The entire argument is that Death in Nasuverse has an origin, while death in Preacherverse has not.

They are clearly two different entities then, and the properties of one does not apply to the other. Or maybe death in nasuverse is a nuke-level durability cowboy with a pair of walker-colts, walking around a shooting people?


----------



## Raidou Kuzunoha (Jun 30, 2010)

Gr?hf said:


> Ok but what about the speed issue Z is FTL and SoK still won.



It's the bullets. It's like the gun version of MEoDP but with less h4x. Ryougi's a little more flexible thanks to Akasha.


----------



## Big Bοss (Jun 30, 2010)

And another thing is this post:

here

Only a true Omnipotent can overcome SoK now god die because he wasn't in his throne which makes him Omnipotent.

That is if Ryoma is right.


----------



## Big Bοss (Jun 30, 2010)

basch71 said:


> It's the bullets. It's like the gun version of MEoDP but with less h4x.
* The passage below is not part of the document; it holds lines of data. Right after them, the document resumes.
Issue #751, opened 2025-01-25
feature: Git files should support viewing everything as if you were at the root of the repo


WolfeCub:
### Did you check the docs?

- [x] I have read all the snacks.nvim docs

### Is your feature request related to a problem? Please describe.

In telescope and fzf-lua `git_files` would show you all the files from the root of the repo. However in snacks it's relative to your current working directory.

### Describe the solution you'd like

Add another function, option or change the behaviour of `git_files` so that there's a way to view the directory contents as if you were at the root from any sub-directory. The files should be formatted relative to the repo root regardless of where in the repo you are.

### Describe alternatives you've considered

I would write it myself but the documentation around `cwd` and `transform` to get the correct formatting is unclear.

PR #804, opened 2025-01-30
fix(git): fix git root detection

lttb:
## Description

Regression was introduced in 3cdebee880742970df1a1f685be4802b90642c7d (#751)

Fix git root detection for bare repositories.

With bare repositories, the `.git` search in parent folders might not work, in which case the picker fails with:

```
E5108: Error executing lua: vim/shared.lua:0: s: expected string, got nil
stack traceback:
	[C]: in function 'error'
	vim/shared.lua: in function 'validate'
	vim/shared.lua: in function 'startswith'
	vim/fs.lua: in function 'normalize'
	.../nvim/lazy/snacks.nvim/lua/snacks/picker/core/filter.lua:57: in function 'set_cwd'
	.../nvim/lazy/snacks.nvim/lua/snacks/picker/core/picker.lua:700: in function 'set_cwd'
	...e/nvim/lazy/snacks.nvim/lua/snacks/picker/source/git.lua:28: in function '_find'
	.../nvim/lazy/snacks.nvim/lua/snacks/picker/core/finder.lua:119: in function 'run'
	.../nvim/lazy/snacks.nvim/lua/snacks/picker/core/picker.lua:741: in function 'find'
	.../nvim/lazy/snacks.nvim/lua/snacks/picker/core/picker.lua:201: in function 'git_files'
	/Users/lttb/.config/nvim/lua/lttb/plugins/snacks.lua:96: in function </Users/lttb/.config/nvim/lua/lttb/plugins/snacks.lua:95>
```

- this fix introduces `git rev-parse --show-toplevel`, with the previous '.git' search logic as a fallback.
- it also updates the caching logic a bit, to populate the cache with `git_root` on the way to the root directory, to optimise a bit git root detection from other sub directories and avoid system calls

### DIFF
--- a/lua/snacks/git.lua
+++ b/lua/snacks/git.lua
@@ -14,16 +14,21 @@ Snacks.config.style("blame_line", {
   ft = "git",
 })
 
-local git_cache = {} ---@type table<string, string>
+-- `string` for cache hit, `false` for cache miss
+local git_cache = {} ---@type table<string, string | false>
 local function is_git_root(dir)
-  if git_cache[dir] == nil and (vim.uv or vim.loop).fs_stat(dir .. "/.git") ~= nil then
-    git_cache[dir] = vim.fs.normalize(dir)
+  if git_cache[dir] == nil then
+    if (vim.uv or vim.loop).fs_stat(dir .. "/.git") ~= nil then
+      git_cache[dir] = vim.fs.normalize(dir)
+    else
+      git_cache[dir] = false
+    end
   end
   return git_cache[dir]
 end
 local function get_git_root()
-  local git_root = vim.system({ "git", "rev-parse", "--show-toplevel" }, { text = true }):wait().stdout
-  return git_root and vim.fs.normalize(git_root):gsub("[\n\r]", "")
+  local git_root = vim.fn.trim(vim.fn.system("git rev-parse --show-toplevel"))
+  return vim.fs.normalize(git_root)
 end
 
 --- Gets the git root for a buffer or path.
@@ -38,7 +43,7 @@ function M.get_root(path)
   -- check cache first
   for dir in vim.fs.parents(path) do
     if git_cache[dir] then
-      return git_cache[dir]
+      return git_cache[dir] or nil
     end
   end
 
--- a/lua/snacks/git.lua
+++ b/lua/snacks/git.lua
@@ -14,12 +14,16 @@ Snacks.config.style("blame_line", {
   ft = "git",
 })
 
-local git_cache = {} ---@type table<string, boolean>
+local git_cache = {} ---@type table<string, string>
 local function is_git_root(dir)
-  if git_cache[dir] == nil then
-    git_cache[dir] = (vim.uv or vim.loop).fs_stat(dir .. "/.git") ~= nil
+  if git_cache[dir] == nil and (vim.uv or vim.loop).fs_stat(dir .. "/.git") ~= nil then
+    git_cache[dir] = vim.fs.normalize(dir)
   end
   return git_cache[dir]
+end
+local function get_git_root()
+  local git_root = vim.system({ "git", "rev-parse", "--show-toplevel" }, { text = true }):wait().stdout
+  return git_root and vim.fs.normalize(git_root):gsub("[\n\r]", "")
 end
 
 --- Gets the git root for a buffer or path.
@@ -34,11 +38,20 @@ function M.get_root(path)
   -- check cache first
   for dir in vim.fs.parents(path) do
     if git_cache[dir] then
-      return vim.fs.normalize(dir) or nil
+      return git_cache[dir]
     end
   end
+
+  local git_root = get_git_root()
+
   for dir in vim.fs.parents(path) do
-    if is_git_root(dir) then
+    if git_root then
+      git_cache[dir] = git_root
+
+      if vim.fs.normalize(dir) == git_root then
+        return git_root
+      end
+    elseif is_git_root(dir) then
       return vim.fs.normalize(dir) or nil
     end
   end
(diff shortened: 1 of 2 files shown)


lua/snacks/git.lua
```diff
@@ -14,13 +14,17 @@ Snacks.config.style("blame_line", {
...
+local git_cache = {} ---@type table<string, string>
 local function is_git_root(dir)
-  if git_cache[dir] == nil then
-    git_cache[dir] = (vim.uv or vim.loop).fs_stat(dir .. "/.git") ~= nil
+  if git_cache[dir] == nil and (vim.uv or vim.loop).fs_stat(dir .. "/.git") ~= nil then
+    git_cache[dir] = vim.fs.normalize(dir)
   end
   return git_cache[dir]
 end
+local function get_git_root()
```
folke, line 24: vim.system is not available on 0.9, so we can't use that.

lua/snacks/git.lua
```diff
@@ -14,13 +14,17 @@ Snacks.config.style("blame_line", {
   ft = "git",
 })
 
-local git_cache = {} ---@type table<string, boolean>
+local git_cache = {} ---@type table<string, string>
 local function is_git_root(dir)
-  if git_cache[dir] == nil then
-    git_cache[dir] = (vim.uv or vim.loop).fs_stat(dir .. "/.git") ~= nil
+  if git_cache[dir] == nil and (vim.uv or vim.loop).fs_stat(dir .. "/.git") ~= nil then
```
folke, line 19: we also want to cache misses, not only hits

lua/snacks/git.lua
```diff
@@ -34,11 +38,20 @@ function M.get_root(path)
   -- check cache first
   for dir in vim.fs.parents(path) do
     if git_cache[dir] then
-      return vim.fs.normalize(dir) or nil
+      return git_cache[dir]
     end
   end
+
+  local git_root = get_git_root()
```
folke, line 45: why do you always execute `git` here?

lttb: it'll be executed only if there are no parent folders with the cached git directory in the cache, which should probably happen only once as the lookup above will get the cached dir next time

folke:
Can you show me the steps that actually show the issue you're having?

folke:
Are you using GIT_DIR and GIT_WORK_TREE env vars?

lua/snacks/git.lua
lttb: replaced with `vim.fn.system("git rev-parse --show-toplevel")`, which should be supported by 0.9 iirc?

folke:
Just pushed some changes. Can you check if this fixes it?

lttb:
> Can you show me the steps that actually show the issue you're having?
> Are you using GIT_DIR and GIT_WORK_TREE env vars?

yeah I faced this issue with my dotfiles repository (https://github.com/lttb/dotfiles), managed by [yadm](https://github.com/yadm-dev/yadm)

this is the alias I use to edit dotfiles:

```
alias d='\
    DOTFILES=1 \
    GIT_DIR=$HOME/.local/share/yadm/repo.git \
    GIT_WORK_TREE=$HOME \
    nvim -c ":cd ~"'
```

folke:
Then I assume my latest changes fix this?

lttb:
> Just pushed some changes. Can you check if this fixes it?
> Then I assume my latest changes fix this?

thanks for the fix! can confirm it works in my case.

I wonder if `GIT_WORK_TREE` is more robust solution that checking it with git directly?

I can't think of all of the cases, but I think it's pretty standard to use `git `, eg
- in fzf.lua - https://github.com/ibhagwan/fzf-lua/blob/8af88e542d70ed397f297a81168be0dd3394b0d4/lua/fzf-lua/path.lua#L545
- telescope - https://github.com/nvim-telescope/telescope.nvim/blob/415af52339215926d705cccc08145f3782c4d132/lua/telescope/builtin/__git.lua#L483

also I believe my solution should be slightly more efficient, as it'll avoid unnessary lookups to the top parent for further `get_root` if the `git_root` is detected, which should be the case most of the times

folke:
git rev-parse will do pretty mcuh the same.
Look for a .git repo and fallback to GIT_WORK_TREE if set.
So there;s no need to use rev-parse here. closing

folke:
I'm storing cache misses, so the fs checks are already very minimal.
And calling `git` which will internally also do all those fs checks is way more expensive anyway.

lttb:
> I'm storing cache misses, so the fs checks are already very minimal.
> And calling git which will internally also do all those fs checks is way more expensive anyway.

@folke not sure that's the case with the latest fix though, as `GIT_WORK_TREE` fallback isn't stored anywhere in the cache? so the next `get_root` call will do these checks again, if I'm understanding correctly?

let's consider this case:
- root is `/a/b`, with `GIT_WORK_TREE`
- we call `get_root('/a/b/c/d/e')`
- it'll get to the top and return `env.GIT_WORK_TREE` as a fallback
- the next call `get_root('/a/b/c/d/e/f/c')` - we will do the lookup again, as `GIT_WORK_TREE` isn't cached

so essentially, with git work trees, every `get_root` call will cause a file system lookup.

what do you think about adding `vim.env.GIT_WORK_TREE` check to the cache hit too?

```lua
local function is_git_root(dir)
  if git_cache[dir] == nil then
    git_cache[dir] = (vim.uv or vim.loop).fs_stat(dir .. "/.git") ~= nil
        or vim.fs.normalize(dir) == vim.env.GIT_WORK_TREE
  end
  return git_cache[dir]
end

function M.get_root(path)
  path = path or 0
  path = type(path) == "number" and vim.api.nvim_buf_get_name(path) or path --[[@as string]]
  path = vim.fs.normalize(path)
  path = path == "" and (vim.uv or vim.loop).cwd() .. "/foo" or path
  -- check cache first
    if git_cache[dir] then
      return vim.fs.normalize(dir) or nil
    end
  end
    if is_git_root(dir) then
      return vim.fs.normalize(dir) or nil
    end
  end
end
```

Ryougi's a little more flexible thanks to Akasha.



Ok FTL bullets how is Shiki going to react to that?


----------



## Crimson King (Jun 30, 2010)

Grαhf said:


> And another thing is this post:
> 
> here
> 
> ...



If you have to be on a throne to be omnipotent, then you aren't omnipotent in the first place.

Ryoma was just answering if TOAA could beat SoK anyways.


----------



## Big Bοss (Jun 30, 2010)

Crimson King said:


> If you have to be on a throne to be omnipotent, then you aren't omnipotent in the first place.
> 
> Ryoma was just answering if TOAA could beat SoK anyways.



For what I read the throne makes you omnipotent hence out of the throne = killed by SoK in the Throne Sok get's killed.

and that is my point of Only a true Omnipotent can overcome SoK with the TOAA question.

And you still have the FTL bullets well that is if they are FTL but they have to be because he beat Z who is FTL.


----------



## Crimson King (Jun 30, 2010)

Grαhf said:


> Ok FTL bullets how is Shiki going to react to that?


here


> Speed: Peak human, though he can evidently draw his guns at superhuman speeds.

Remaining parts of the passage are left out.